Measuring the Barrier to Charge Transfer State Dissociation in Organic Photovoltaic Materials with Ultrafast Vibrational Spectroscopy

Open Access
Author:
Pensack, Ryan
Graduate Program:
Chemistry
Degree:
Doctor of Philosophy
Document Type:
Dissertation
Date of Defense:
March 02, 2012
Committee Members:
  • John B Asbury, Dissertation Advisor
  • Karl Todd Mueller, Committee Member
  • Mark Maroncelli, Committee Member
  • Michael Anthony Hickner, Committee Member
Keywords:
  • ultrafast vibrational spectroscopy
  • charge transfer state
  • organic photovoltaics
Abstract:
We have developed a technique based on ultrafast vibrational spectroscopy to measure the barrier to charge transfer state dissociation, or alternatively labeled charge separation, in organic photovoltaic materials. Visible pump–infrared probe spectroscopy is used to generate excitons within organic photovoltaic blend films and the photochemical sequence of events that follows is monitored with an infrared probe pulse tuned to a vibrational mode specific to the electron acceptor. A gradient of vibrational frequencies exists in blend films such that the motion of electrons away from sites where electron transfer occurs can be measured. This gradient of vibrational frequencies arises from a gradient of solvent environments present in the blend film.
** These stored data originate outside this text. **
PR #10374, opened 2020-11-03
[dist] in obs-server.spec prereq shadow for system-user packages

bugfinder:
Also move preinstall scripts to the same section in the
specfile where all other pre scripts are


M0ses (approved):
LGTM

PR #10381, opened 2020-11-03
Only show log in option if no user is logged in

### LINKED ISSUE #10326: "Log In" link is shown on Create User screen even though Admin is already logged in
Expected Result
============
Log in link should not be shown for the logged in user.

How to Reproduce
===============
1. Log in to the app as Admin;
2. Go to Configuration -> Manage Users -> Create User;
3. Focus on the Create User form.

Actual result:
"Log in" link is shown. Please, see screenshot below.
logged_in_user

jcronenberg:
Only show the "or Log In" option if no user is logged in

Fixes #10326 

Before Screenshot:
before
After Screenshots:
after
after_logged_out

### DIFF
--- a/src/api/app/views/webui/shared/_sign_up.html.haml
+++ b/src/api/app/views/webui/shared/_sign_up.html.haml
@@ -24,5 +24,6 @@
         class: 'form-control', required: true)
     = hidden_field_tag 'register', 'true'
     = submit_tag submit_btn_text, class: 'btn btn-primary'
-    or
-    = link_to('Log In', new_session_path)
+    - unless User.session
+      or
+      = link_to('Log In', new_session_path)


src/api/app/views/webui/shared/_sign_up.html.haml
```diff
@@ -24,5 +24,6 @@
         class: 'form-control', required: true)
     = hidden_field_tag 'register', 'true'
     = submit_tag submit_btn_text, class: 'btn btn-primary'
-    or
-    = link_to('Log In', new_session_path)
+    - if User.session.nil?
```
dmarcoux, line 27: We tend to always check only for `User.session`, so without the `.nil?`. `User.session` is either a `User` or `nil`. This line could be written like this:

```suggestion
    - unless User.session
```

dmarcoux:
Regarding the commit message, `Log In` is not an option, but it's a link. I suggest something like:

Display "Log In" link in sign_up partial unless a user is logged in

dmarcoux (approved):

PR #10385, opened 2020-11-04
[api] fix behaviour of not() operation in xpath query

bugfinder:
not($attribute) is basically an existens check as defined by w3

real test case is

/search/released/binary/id?match=[starts-with(repository/@project,"project")+and+not(@medium)]

but we do not have iso media in fixtures yet

patch created by adrian, applied in IBS since Mach 2019

### DIFF
--- a/src/api/lib/xpath_engine.rb
+++ b/src/api/lib/xpath_engine.rb
@@ -601,18 +601,24 @@ class XpathEngine
     # Note that this can result in bloated SQL statements, so some trust in the query optimization
     # capabilities of your DBMS is neeed :-)
 
-    if expr.first.in?([:child, :attribute])
-      # for incorrect writings of not(@name) as existens check
-      # we used to support it :/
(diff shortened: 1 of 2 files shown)


adrianschroeter (approved):

src/api/lib/xpath_engine.rb
```diff
@@ -601,18 +601,24 @@ def xpath_func_not(root, expr)
     # Note that this can result in bloated SQL statements, so some trust in the query optimization
     # capabilities of your DBMS is neeed :-)
 
-    if expr.first.in?([:child, :attribute])
-      # for incorrect writings of not(@name) as existens check
-      # we used to support it :/
-      @condition_values_needed = 2 if expr.first == :attribute
+    case expr.first
+    when :attribute
+      # existens check to an attribute
```
danidoni, line 606:
```suggestion
      # existence check to an attribute
```

danidoni (approved):

PR #9642, opened 2020-06-02
[api] allow to enforce maintenance request staging

adrianschroeter:
To create or to enforce staged maintenace submissions as part of
maintenance_incident request actions.

This can be used either on demand when creating the request by
user or can be enforced in the maintenance project by creating
OBS:EnforceIncidentRequestStaging attribute

Still waiting from feedback from maintenance team. So not merging before I hear from their experience, but to ensure that we do not forget about it.

PR #10386, opened 2020-11-04
[api] maintenance_release request action default reviewer change

bugfinder:
maintenance_release request actions takes default reviewers only from package
and update project. Not from GA project anymore.

patch from adrian, applied in IBS since July 2019


dmarcoux:
This is a duplicate of #9642

bugfinder:
ah duplicate, thanks. overlooked it ... closing here

bugfinder:
actually I picked the wrong patch ... will redo

PR #10387, opened 2020-11-04
[api] Alternative maintenance workflow

bugfinder:
- opt-in for channel branching
- patchinfo manual release support using timestamps

patch from adrian, applied in IBS since Sep 2019


adrianschroeter:
that one lacks the attribute creation ... will add it.

adrianschroeter (approved):

hennevogel (changes requested):
You migration file name does not match your migration class name...

PR #10389, opened 2020-11-04
Pass the association to the partial instead of call it two times

vpereira:
Master: 
	Avg (3 Requests): Duration: 1087.9ms | Allocations: 426595

Passing the association to the partial:
	Avg (3 Requests): Duration: 908.8ms | Allocations: 302319


eduardoj (approved):

vpereira:
[Speed up Webui::RequestController#show](https://trello.com/c/AwkFtKWd/1525-speed-up-webuirequestcontrollershow)

PR #10421, opened 2020-11-11
Introduce OpenAPI documentation with Swagger-UI

eduardoj:
This pull request introduces a proof of concept of documenting the current API with an OpenAPI 3.0 specification and Swagger-UI.

This pull request does not pretend to provide a replacement of the current documentation, found under https://build.opensuse.org/apidocs . This is more an attempt to find API endpoints where the OpenAPI 3.0 specification and Swagger-UI could not be useful for the current OBS API.

Different endpoints, or groups of them, will be added in different commits. The `/about` endpoint commit is provided as an example.

To test what has been introduced, you can have a look at the new documentation page here: 

1. Start the development environment
1. Go to http://localhost:3000/apidocs/swagger_ui

Screenshot from 2020-11-11 09-28-59


eduardoj:
> Review app will appear here: http://obs-reviewlab.opensuse.org/eduardoj-introduce_openapi_documentation

To see this from the review-app:
1. Go to https://obs-reviewlab.opensuse.org/eduardoj-introduce_openapi_documentation/apidocs/swagger_ui
2. Enter https://obs-reviewlab.opensuse.org/eduardoj-introduce_openapi_documentation/apidocs/OBS-v2.9.yaml in the text box at the top
3. Click "Explore"

krauselukas:
@eduardoj looks good :)

src/api/public/apidocs/OBS-v2.9.yaml
```diff
@@ -0,0 +1,114 @@
...
+      responses:
+        '200':
+          description: OK. The request has succeeded.
+          content:
+            application/xml:
+              schema:
+                $ref: '#/components/schemas/group'
+components:
+  schemas:
+    about:
```
lagartoflojo, line 57: As your schema grows, having all definitions in one file can get annoying.
You can also include external files, like so:

https://github.com/SUSE/happy-customer/blob/master/glue/public/api_docs/swagger/swagger.yaml#L141

src/api/public/apidocs/OBS-v2.9.yaml
```diff
@@ -0,0 +1,114 @@
+openapi: 3.0.0
+servers: []
+info:
+  description: Open Build Service API
```
lagartoflojo, line 4: You can use the description field to give an intro to the API.
Some basic questions can be answered here, like what's the purpose of the API? When would I use it? Does it need authentication? Are there any conventions? Is it versioned, and if so, how do I specify the version?

You can even use markdown for this, for example:
https://github.com/SUSE/happy-customer/blob/master/glue/public/api_docs/swagger/swagger.yaml#L4

gionaufal:
I don't know if you considered [rswag](https://github.com/rswag/rswag), but we use in one of our projects and it works fine. The problem I see for you is that you would either have to migrate your current tests to this rswag way, or write redundant tests to create the yamls. And sure, it is yet another dependency.

In our case we introduced at the start of the project, so we didn't have this problem of redundancy.

src/api/public/apidocs/OBS-v2.9.yaml
abitrolly: The link gives 404. Is it a private repo?

lagartoflojo: The repo is private, but the referenced Swagger file is public:
https://scc.suse.com/connect/v4/swagger.yaml

eduardoj:
Purpose of this pull request fulfilled. Thanks everybody for your comments!

abitrolly:
@eduardoj what do you think about generating the docs automatically with this tool https://github.com/yukihirop/r2-oas ?

dcermak:
> @eduardoj what do you think about generating the docs automatically with this tool https://github.com/yukihirop/r2-oas ?

Looks cool, just keep in mind that this will not be able to do much for routes that are passed through from the backend (e.g. `/build/`). That of course doesn't mean we shouldn't use it.

abitrolly:
@dcermak what is wrong with the `/build/` paths? I am not a Rails expert, but it looks like api and backend routes are both exposed in the same way https://github.com/openSUSE/open-build-service/blob/master/src/api/config/routes.rb

dcermak:
Anatoli Babenia <notifications@github.com> writes:

> @dcermak what is wrong with the `/build/` paths? I am not a Rails expert, but it looks like api and backend routes are both exposed in the same way https://github.com/openSUSE/open-build-service/blob/master/src/api/config/routes.rb
>

I am also not a Rails expert and must confess that I don't know how much
information this tool is able to extract, but it will not be able to
provide you with a lot of insight about the backend routes as these are
fully implemented in Perl and not in Ruby.

abitrolly:
@dcermak didn't notice that. Perl, indeed.

https://github.com/openSUSE/open-build-service/tree/master/src/backend

eduardoj:
Let's give it another try in #10571.

PR #10427, opened 2020-11-11
Show request action name in the page title if only one action exists

### LINKED ISSUE #1655: page title for requests should be more informative
For example, the HTML page `<title>` for https://build.opensuse.org/request/show/379272 is:

```
Request 379272 - openSUSE Build Service
```

but that really doesn't tell the user much at all.  A better title would be

```
Cloud:OpenStack:Master / openstack-neutron - Request 379272 - openSUSE Build Service
```

jcronenberg:
This changes the title that gets displayed for a request to include the action name if only one action exists for that request. Otherwise it only displays the request number.

Fixes #1655

To verify this feature:
1. Start sphinx `bundle exec rake ts:start`
2. Create development test data `bundle exec rake dev:development_testdata:create`
3. Open rails console `bundle exec rails c`
4. Create another action for a request e.g. like this `BsRequestAction.create(bs_request_id: 7, type: "submit", target_project: Project.first, target_package: Package.first, source_project: Project.second, source_package: Package.second)`
5. Start the rails server `bundle exec rails s -b 0.0.0.0`
6. Visit the requests page to see one with multiple actions (http://localhost:3000/request/show/7) and another without multiple actions (e.g. http://localhost:3000/request/show/8)

Before with single action:
before_single

After with single action:
after_single

After with multiple actions:
after_multiple

### DIFF
--- a/src/api/app/views/webui/request/show.html.haml
+++ b/src/api/app/views/webui/request/show.html.haml
@@ -2,6 +2,8 @@
   content_for(:meta_title, "Request #{@bs_request.number} (#{@bs_request.state})")
   content_for(:meta_description, @bs_request.description)
   content_for(:meta_image, gravatar_url(User.find_by_login(@bs_request.creator).email))
+  @pagetitle = "Request #{@bs_request.number}"
+  @pagetitle += ": #{@actions.first[:name]}" if @actions.count == 1
 
 - if @not_full_diff && User.session
   = render partial: 'webui/shared/truncated_diff_hint', locals: { path: request_show_path(number: @bs_request.number, full_diff: true) }
@@ -10,7 +12,6 @@
                                                      number: @bs_request.number,
                                                      diff_to_superseded: @diff_to_superseded,
                                                      superseding: @bs_request.superseding }
-- @pagetitle = "Request #{@bs_request.number}"
 .card.mb-3
   .card-header.d-flex.justify-content-between
     %h5


dmarcoux (approved):

src/api/app/views/webui/request/show.html.haml
```diff
@@ -10,7 +10,11 @@
                                                      number: @bs_request.number,
                                                      diff_to_superseded: @diff_to_superseded,
                                                      superseding: @bs_request.superseding }
-- @pagetitle = "Request #{@bs_request.number}"
+:ruby
```
krauselukas, line 13: @jcronenberg there is already a `:ruby` block in line 1, you could just move your code to this block to save the additional `:ruby`

krauselukas: besides that it looks good to me :+1:

dmarcoux: Oh true, good point :+1:

src/api/app/views/webui/request/show.html.haml
```diff
@@ -2,6 +2,10 @@
   content_for(:meta_title, "Request #{@bs_request.number} (#{@bs_request.state})")
   content_for(:meta_description, @bs_request.description)
   content_for(:meta_image, gravatar_url(User.find_by_login(@bs_request.creator).email))
+  @pagetitle = "Request #{@bs_request.number}"
+  if @actions.count == 1
```
vpereira, line 6: Prefer to use a clause guard when it is possible:

```@pagetitle += ": #{@actions.first[:name]}" if @actions.count == 1```

I think rubocop doesnt lint it on haml, but it would be a cop violation on another area of our codebase

vpereira (changes requested):

dmarcoux (approved):

krauselukas (approved):

PR #13489, opened 2022-12-06
Use `logger` instead `Rails.logger`

eduardoj:
From the [official guide](https://guides.rubyonrails.org/debugging_rails_applications.html#sending-messages):

_To write in the current log use the logger.(debug|info|warn|error|fatal|unknown) method from within a controller, model, or mailer:_


dmarcoux:
Enforcing this through a custom RuboCop cop would be nice, otherwise I expect us to have to redo this one day. What do you think?

As an inspiration, we already have some custom RuboCop cops [here](https://github.com/openSUSE/open-build-service/tree/master/src/api/lib/rubocop/cop).

eduardoj:
> Enforcing this through a custom RuboCop cop would be nice, otherwise I expect us to have to redo this one day. What do you think?
> 
> As an inspiration, we already have some custom RuboCop cops [here](https://github.com/openSUSE/open-build-service/tree/master/src/api/lib/rubocop/cop).

Yes, enforcing this through a custom RuboCop cop should be the way to go. But it seems that we have to adapt our test suites first. They are not ready/configured for this change.

PR #13491, opened 2022-12-06
[backend] support network during (kvm) VM builds

jjacque:
Now that https://github.com/openSUSE/obs-build allows to support network for VMs with `--vm-network` param, offer the possibility to enable this in the worker config using the option:
`OBS_VM_ENABLE_NET=true` in `/etc/sysconfig/obs-server`

Needs an `obs-build` version including https://github.com/openSUSE/obs-build/pull/725

It can be needed to build package relying for example on Maven (as its dependency management is pretty broken), i think that many private instances owners would find it useful, i'm personally running similar patches for years:
- https://github.com/algolia/open-build-service/tree/2.10.1-kvm-net
- https://github.com/algolia/obs-build/tree/20191114-kvm-net

Includes also a small fix of the spec file to prevent build failure if some files do not exists.

### DIFF
--- a/dist/obs-server.spec
+++ b/dist/obs-server.spec
@@ -522,10 +522,10 @@ fi
 # drop testcases for now
 rm -rf %{buildroot}%{__obs_api_prefix}/spec
 # only config for CI
-rm %{buildroot}%{__obs_api_prefix}/config/brakeman.ignore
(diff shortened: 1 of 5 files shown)


adrianschroeter:
fine, but can you please squash the commits together and prefix it with [backend] ?

Also please add a warning to the sysconfig template that it creates a security issue and also makes builds not reproducible.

Using two-dimensional infrared spectroscopy and other IR third-order techniques, we characterize the dynamics of the vibrational mode in the ground-state electronic potential and demonstrate that these dynamics do not interfere with the interpretation of the frequency shift observed in the visible pump–infrared probe experiment in terms of electron motion. We have used this technique to measure the barrier to charge separation at low excitation densities in thin blend films consisting of device-relevant organic photovoltaic materials. For example, we have measured the barrier to charge separation in organic photovoltaic blend films consisting of the π-conjugated polymer RR-P3HT as electron donor blended with either the functionalized fullerene PCBM or soluble perylene diimide derivative BTBP as electron acceptor. We observe barrierless charge separation in the blend with PCBM while we find charge separation is activated in the blend with BTBP. In combination with X-ray scattering measurements performed by our collaborators, we argue that fullerenes are capable of barrierless charge separation in the presence of structural disorder while perylenes may require structural order to effect barrierless charge separation. Lastly, we find that separated charge carriers can be generated without a donor/acceptor heterojunction in films consisting exclusively of PCBM via the dissociation of charge transfer excitons.